Home Page:http://embark.rs

Geek Repo:Geek Repo

Github PK Tool:Github PK Tool

Undefined Behavior in Generator::update

ralfbiedert opened this issue · comments

This is an awesome tool, thanks for making this available for studying! One minor implementation thing:

In Generator::update you have:

// A little cheat to avoid taking excessive locks.
//
// Access to `coord_map` and `color_map` is governed by values in `self.resolved`,
// in such a way that any values in the former will not be accessed until the latter is updated.
// Since `coord_map` and `color_map` also contain 'plain old data', we can set them directly
// by getting the raw pointers. The subsequent access to `self.resolved` goes through a lock,
// and ensures correct memory ordering.
#[allow(clippy::cast_ref_to_mut)]
unsafe {
    *(self.coord_map.as_ptr() as *mut (Coord2D, MapId)).add(flat_coord.0 as usize) =
        (example_coord, example_map_id);

    *(self.id_map.as_ptr() as *mut (PatchId, MapId)).add(flat_coord.0 as usize) = island_id;

    *(self.color_map.get_pixel(update_coord.x, update_coord.y) as *const image::Rgba<u8>
        as *mut image::Rgba<u8>) = *example_maps[example_map_id.0 as usize]
        .get_pixel(example_coord.x, example_coord.y);
}

Unfortunately, I believe, this is undefined behavior. The documentation for Vec::as_ptr states

"The caller must also ensure that the memory the pointer (non-transitively) points to is never written to (except inside an UnsafeCell) using this pointer or any pointer derived from it."

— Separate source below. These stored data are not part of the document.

Issue #1089, opened 2022-03-09
Validate Cluster Pin status response


vasco-santos:
We currently accept any status response from `ipfs-cluster` and try to insert it in the DB. This might result in problems if expected response values are not there

We got an outage today as its response did not include `ipfsPeerId` in one of the entries of the peerMap.

We should look into loosen the DB schema, and allow peerId to be null. Given we don't overwrite it on the `on conflict` clause it should be fine, unless new peers are added and they don't have peerId specified.

vasco-santos:
We decided to add to `PinLocation` a column `ipfsPeerId` and revert change of using `PeerId` with PeerId to `clusterId`.

PR #1090, opened 2022-03-09
fix: tmp workaround for lack of ipfs peer id on status response

vasco-santos:
While we don't fix https://github.com/web3-storage/web3.storage/issues/1089 this was added to production

### DIFF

The problem with UB (here) is not the order of access governance during runtime; but a property of the code during compile time; as a "contract" between the programmer and the compiler are formed regarding what is possible with that pointer.

Although today this might work just fine, any future compiler version (or code change, or different LLVM target backend) could invoke this contract, and exploit the guarantee that e.g., coord_map's backing heap storage "could not" have been changed via the as_ptr() pointer.

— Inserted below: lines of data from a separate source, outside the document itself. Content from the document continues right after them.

PR #2106, opened 2022-11-15
feat: load faq content from Netlify

johnathonroach:
This PR updates the FAQ page to fetch content from the Netlify blog and content site.

### DIFF
--- a/packages/website/components/accordionblock/accordionblock.js
+++ b/packages/website/components/accordionblock/accordionblock.js
@@ -1,3 +1,5 @@
+import ReactMarkdown from 'react-markdown';
+
 import { ReactComponent as Chevron } from '../../assets/icons/chevron.svg';
 import ZeroAccordion from 'ZeroComponents/accordion/accordion';
 import ZeroAccordionSection from 'ZeroComponents/accordion/accordionSection';
@@ -18,7 +20,11 @@ export default function AccordionBlock({ block }) {
               <div className="accordion-header-text">{section.heading}</div>
             </ZeroAccordionSection.Header>
             <ZeroAccordionSection.Content>
-              <div className="accordion-content-text" dangerouslySetInnerHTML={{ __html: section.content }}></div>
+              {block.markdown?.includes('content') ? (
+                <ReactMarkdown>{section.content}</ReactMarkdown>
+              ) : (
+                <div className="accordion-content-text" dangerouslySetInnerHTML={{ __html: section.content }}></div>
+              )}
             </ZeroAccordionSection.Content>
           </ZeroAccordionSection>
         ))}
--- a/packages/website/pages/faq.js
+++ b/packages/website/pages/faq.js
@@ -5,6 +5,7 @@ import BlockBuilder from '../components/blockbuilder/blockbuilder.js';
 import { initFloaterAnimations } from '../lib/floater-animations.js';
 import GeneralPageData from '../content/pages/general.json';
 import AccordionBlock from '../components/accordionblock/accordionblock';
+import Loading from '../components/loading/loading';
 
 export default function Home() {
   const [faqSections, setFaqSections] = useState();
@@ -122,6 +123,7 @@ export default function Home() {
               <div className="grid">
                 <div className="col-12 column-1">
                   <div className="column-content">
+                    {!faqSections && <Loading size="large" message="Fetching Latest FAQs..." />}
                     {faqSections && (
                       <AccordionBlock
                         block={{
--- a/packages/website/pages/faq.js
+++ b/packages/website/pages/faq.js
@@ -9,7 +9,7 @@ import AccordionBlock from '../components/accordionblock/accordionblock';
 export default function Home() {
   const [faqSections, setFaqSections] = useState();
   /** @type [any, null | any] */
-  const [markdownProps, setMarkdownProps] = useState([]);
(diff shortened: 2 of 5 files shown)


cmunns (approved):
@johnathonroach how much trouble would it be to add a loading indicator. The first load on the preview url had a bit of delay with no indication anything was happening.

Approved otherwise.

packages/website/pages/faq.js
```diff
@@ -1,13 +1,102 @@
...
 import GeneralPageData from '../content/pages/general.json';
+import AccordionBlock from '../components/accordionblock/accordionblock';
 
 export default function Home() {
+  const [faqSections, setFaqSections] = useState();
+  /** @type [any, null | any] */
+  const [propsToParseAsMarkdown, setPropsToParseAsMarkdown] = useState([]);
   const sections = FAQPageData.page_content;
   const animations = FAQPageData.floater_animations;
+  const netlifyCMSHost = process.env.NEXT_PUBLIC_NETLIFY_CMS_ENDPOINT || 'https://blog.web3.storage';
```
jsdevel, line 15: can we remove the default value of `https://blog.web3.storage` here?  i'm concerned that we may end up forgetting to add it in the env config.  or, perhaps that doesn't matter since this is the correct URL in prod?

johnathonroach: Go that fallback removed.

e-schneid: I added back the fallback.  It's consistent with how it's handled in nft.storage, and I'm not sure we need to manage an env var for this since we're using the same domain across environments.  We also link directly to blog.web3.storage in other parts of the site, so it's unlikely we'll ever want to change this.

e-schneid (approved):

packages/website/pages/faq.js
```diff
@@ -1,13 +1,102 @@
...
+  /** @type [any, null | any] */
+  const [propsToParseAsMarkdown, setPropsToParseAsMarkdown] = useState([]);
   const sections = FAQPageData.page_content;
   const animations = FAQPageData.floater_animations;
+  useEffect(() => {
+    fetch(`${process.env.NEXT_PUBLIC_NETLIFY_CMS_ENDPOINT || 'https://blog.web3.storage'}/api/partials/faq/faq`)
+      .then(async response => await response.text())
+      .then(text => {
+        const obj = JSON.parse(text);
+        const faqs = obj.props.partial.meta['faq-list'].reduce((sections, faq) => {
```
gobengo, line 21: You might want to accomodate a case where `obj` did not parse to the expected shape, because e.g. if `obj.props` is not an object, this will have an uncaught `TypeError`

packages/website/pages/faq.js
```diff
@@ -1,13 +1,102 @@
...
+            content: faq.answer,
+          });
+
+          return sections;
+        }, []);
+        setFaqSections(faqs);
+        setPropsToParseAsMarkdown(['content']);
+      })
+      .catch(e => {
+        // @ts-ignore
```
gobengo, line 39: Why swallow the error here? Can you only swallow certain expected errors, and throw if you encounter an unexpected error?

Can you avoid `@ts-ignore`?

packages/website/components/accordionblock/accordionblock.js
```diff
@@ -18,7 +20,11 @@ export default function AccordionBlock({ block }) {
               <div className="accordion-header-text">{section.heading}</div>
             </ZeroAccordionSection.Header>
             <ZeroAccordionSection.Content>
-              <div className="accordion-content-text" dangerouslySetInnerHTML={{ __html: section.content }}></div>
+              {block.markdown?.includes('content') ? (
+                <ReactMarkdown>{section.content}</ReactMarkdown>
+              ) : (
+                <div className="accordion-content-text" dangerouslySetInnerHTML={{ __html: section.content }}></div>
```
gobengo, line 26: I know this was already there, so I'm not saying we have to change it now, but this really is quite dangerous. If possible over time it seems like we should be able to avoid it, e.g. by passing `props.children` as a `React.Element` for this content instead of raw html strings.

packages/website/pages/faq.js
e-schneid: are we OK with the catch clause handling this error?

packages/website/pages/faq.js
e-schneid: updated to log the error and also updated to create a type for FaqSection to remove the ts-ignore.

packages/website/components/accordionblock/accordionblock.js
e-schneid: I could import a new package (for example DOMPurify) and pass it through there first.  Would that work?

gobengo: I don't think that's worth adding dep on dompurify vs avoiding authoring/passing-around html strings in the first place. JSX helps with sanitization, we just have to use it.

packages/website/pages/faq.js
gobengo: sure, if there was a comment in the catch handler that that's what you expect to catch, I prob wouldn't have added my original comment

e-schneid: comment added

e-schneid (approved):

gobengo (approved):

When that happens, the program might be 'optimized' in arbitrary ways, basically anything goes.

Possible Solutions

Just some random brainstorming:

  • Put content of the maps into UnsafeCells (might look a bit ugly)
  • Add locks like for other fields (overhead)
  • Take &self as &mut self (probably interferes with the crossbeam_utils::thread::scope closure and needs more rearchitecting)

Misc

Bonus quote from rkruppe since I was unsure about as_ptr myself:

[...] The precise rules for when mutation is allowed and through what pointers are still undecided, but the current best proposals (Ralf Jung's stacked borrows in its various iterations) are not primarily about what references are "floating around" somewhere but about permission to read/write for each part of memory (each of which applies to a subset of pointers and the permissions change as references and pointers get created and used). The code in as_ptr never creates any permission to mutate the Vec's buffer, so writing to it is UB [...]

So sweeping undefined behavior under the rug doesn't automatically make it well-defined? Fine, I guess I'll fix it 😛

Thanks for the report and elaborate description! This was in the bucket of "I know, Clippy, but I can't be bothered right now; what's the worst that could happen?", but you're of course right. I did want to keep the performance benefits, so adding locks didn't seem that attractive. Threading of course got into the way with mutable refs, and it also didn't like UnsafeCells, as they are not Sync. Wrapping them up in specialized structs seems to do the trick!